# Odds of harvesting a bear



## Judge (Jul 14, 2013)

Just curious about what some of you experienced bear hunters think.  I'm a way down South Guy (can be in Florida before I can get to Cordele).  I would like to try to harvest a bear this season.

Do you think it would be better to try to join a decent North Georgia club or try to hit several of the North Georgia WMA bear hunts?


----------



## ProphesyMountainHunter (Jul 14, 2013)

Hit Cohutta and go deep.  You'll find'em. I have seen bear hunting and didn't shot just because they are a lot of work to deal with.  Walking these mountains is not easy, but I think it is some of the best hunting around, as far as experience goes.


----------



## cpowel10 (Jul 15, 2013)

Three of my buddies (from around tifton) went up to Cohutta in 2010, I declined to invite because I didn't want to waste my time . Who would want to pass up opening day of deer season in flat south ga to go climb mountains for imaginary bears?

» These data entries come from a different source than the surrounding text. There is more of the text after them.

PR #248, opened 2022-03-24
Add EventHub to the health model

nielsams:


nielsams:
Took a bit longer than expected. This was because I had to figure out how to deal with eventhuh having significantly higher metrics ingestion latency than other services. (5-8 min vs 2-3). This means that for a given time, min(eventhub,other source) may return healthy even though eventhub is not, because no data is defaulted to 0 in make-series. I have now done the following:
- For metrics such as processing backlog, instead of defaulting to 0 we fill forward (i.e. hold the last value until overridden).
- Consistenly done make-series instead of summarize, up to now-2m. 
- Combined summarize and make-series from different queries, where possible
- Used minimum value of TimeGenerated for a given dataset instead of hardcoded -2d. This gives greater flexibility when displaying history and when the time limit is properly implemented at the top-level query, perf isn't an issue.

sebader:
sounds great! tbh, hard to review these queries - but I trust you it works ;) Is it deployed already somewhere? And can we maybe update the screenshots of the panel that we have somewhere in the docs as well?

nielsams:
> sounds great! tbh, hard to review these queries - but I trust you it works ;) Is it deployed already somewhere? And can we maybe update the screenshots of the panel that we have somewhere in the docs as well?

It's on afe2ec079. And the updated dashboard is on Grafana INT, called Solution Health DEV.

sebader (approved):
beautiful! :)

Well I should have went. In two days hunting they saw 18 bears, killed a bear, missed a bear and killed a hog. All bowhunting too. They just randomly went up a mountain road that looked good and started looking for sign and got lucky. I'm still kicking myself for not going.


----------



## Dana Young (Jul 16, 2013)

Any of the mtn wma's will have lots of bears and your chances go up the more time you can be in the woods. you should be able to come up for a week and have a good chance at at least one or maybe more bears there are more bears than deer up here


----------



## Canyon (Jul 16, 2013)

Hit the WMA bear and deer hunts and be ready to wear out some boot leather.  I run into bears frequently in a few of the N GA wma's.


----------



## Judge (Jul 18, 2013)

Thanks for all the replies


----------



## GT-40 GUY (Jul 18, 2013)

Can you bate them?

gt40


----------



## gobbleinwoods (Jul 19, 2013)

GT-40 GUY said:


> Can you bate them?
> 
> gt40



nope.   But I often eat sardines for b'fast, lunch, and snacks.


----------



## Killer Kyle (Jul 19, 2013)

Your chances are pretty good at getting on a bear.  They're pretty easy to target early in the season.  Just get on ridge tops and the sides of ridges.  Look for stands of white oaks.  Usually stands of 20-30 good producing oaks or more are going to have some sort of sign around them.  Look for VERY fresh droppings.  They are eating acorns that time of year, so most of the scat will have a sort of tan color to it if it is fresh.  Within 48 hours it starts to turn a greyish brown color, and will get darker as time passes.  Look for soft, light colored scat as it is the freshest.  If you find a stand of oaks with a lot of scat, or a bedding area or trail nearby with lots of scat, then bears have been there recently.  Hunt the freshest sign you can find.  Conduct exercise and increase your physical ability.  Dragging a bear or packing one off a ridge or ridge top can be an extremely taxing ordeal.  If possible, bring a buddy so that you each can hunt more ground and so you can tag team a drag or pack out.  If you hunt a WMA, try to hunt all day in possibly pressured spots as hunter pressure can alter feeding behavior.  I have lots of trail cam photos of hogs feeding at 2:00 in the afternoon during squirrel season.  If you're not finding fresh sign, stay on the move and find some.  Saddles in long ridges and ridge intersections are also important places to check out.  Also, large oak stands with fresh sign and huge laurel thickets nearby are a plus.  The mountains can get thick, so getting a good open spot with shooting lanes can be tough.  Wind direction is more important than shooting lanes.  Keep the wind in your favor and stay vigilant.  I've heard bears from a long distance coming, but I've also had them slip up on me as silent as a feather in the wind.  I actually missed an opportunity at a bear late last September because it came in so quietly, appeared, then slipped away into some pines before I could get into position for a shot.  You also might have a good chance at a hog if they are in the area.  On evening hunts, make sure you have a headlamp or back up flashlight, as getting out of a deep mountain spot in the dark can be tricky if you're not familiar with the area.  Come on up, enjoy the beautiful country, and good luck.


----------



## T-N-T (Jul 26, 2013)

Judge,  I too am a south GA boy.  I drove up and hiked the mountains last year.   Well worth it even though I saw no bears.  I had a Fan-Freakin-Fastic time.   Read these forums.  LOTS of info there!  KillerKyle is right about hunting with a buddy for help.  It should be easy to find someone to tag along.  LAst year I got 2 takers in no time.  
Bears hate humans,  get away from regularly traveled areas.  Good luck!


----------



## Bearhunter06 (Sep 9, 2013)

*Bear hunting*

Join a South Georgia club over near waycross


----------



## Marlin_444 (Sep 9, 2013)

100% certain you will not see one if you do not go    

Join us!


----------



## Hunterg (Sep 10, 2013)

Great info. I appreciate you bear hunting vets sharing a little strategy. I'm giving it ago in a couple weeks. I've asked a couple of buddies to go, no takers yet.


----------



## Bowhunt KJ (Sep 10, 2013)

I just moved to Paulding Co. this year and i am wanting to go hunt a bear with the bow if you need a partner.


----------



## Killer Kyle (Sep 10, 2013)

Bowhunt KJ said:


> I just moved to Paulding Co. this year and i am wanting to go hunt a bear with the bow if you need a partner.



There you go Hunterg!  Problem solved! That's what this forum is all about!


----------